PR #3705, opened 2022-03-08
fix: ensure allocation end time is always valid

stoksc:
## Description
An edge case arose with our cluster heartbeat scheme where we save the heartbeat, an allocation is started and the cluster dies. In this case, the end time will be set to the most recent cluster heartbeat but that is before end time so the logs show `failed to aggregate resource allocation: failed to add aggregate: ERROR: range lower bound must be less than or equal to range upper bound (SQLSTATE 22000)  id="allocation-aggregator" system="master" type="allocationAggregator"`.

## Checklist

### DIFF
--- a/master/internal/db/postgres_cluster_intg_test.go
+++ b/master/internal/db/postgres_cluster_intg_test.go
@@ -7,9 +7,10 @@ import (
 	"testing"
 	"time"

Task to complete:
All the material, top to bottom: write it out again precisely.

Answer to this problem:
PR #3705, opened 2022-03-08
fix: ensure allocation end time is always valid

stoksc:
## Description
An edge case arose with our cluster heartbeat scheme where we save the heartbeat, an allocation is started and the cluster dies. In this case, the end time will be set to the most recent cluster heartbeat but that is before end time so the logs show `failed to aggregate resource allocation: failed to add aggregate: ERROR: range lower bound must be less than or equal to range upper bound (SQLSTATE 22000)  id="allocation-aggregator" system="master" type="allocationAggregator"`.

## Checklist

### DIFF
--- a/master/internal/db/postgres_cluster_intg_test.go
+++ b/master/internal/db/postgres_cluster_intg_test.go
@@ -7,9 +7,10 @@ import (
 	"testing"
 	"time"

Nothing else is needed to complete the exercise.